PR #3982, opened 2021-01-11
Fix list: User same wildcard regex that the UI use

andras-tim:

---
Same and working whitelist/blacklist handling that UI has.

* As you can see in the code, I swapped the parts of the regex group to fit with the UI's.

I don't think this is necessary now.

---

### DIFF
--- a/advanced/Scripts/list.sh
+++ b/advanced/Scripts/list.sh
@@ -112,7 +112,7 @@ ProcessDomainList() {
     for dom in "${domList[@]}"; do
         # Format domain into regex filter if requested
         if [[ "${wildcard}" == true ]]; then
-            dom="(^|\\.)${dom//\./\\.}$"
+            dom="(\\.|^)${dom//\./\\.}$"
         fi
 
         # Logic: If addmode then add to desired list and remove from the other;


andras-tim:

--------------------------------

◆ EXERCISE DETAILS ◆
Check each line above for the string "advanced", then copy the ones that have it.

◆ PROBLEM SOLUTION ◆
--- a/advanced/Scripts/list.sh
+++ b/advanced/Scripts/list.sh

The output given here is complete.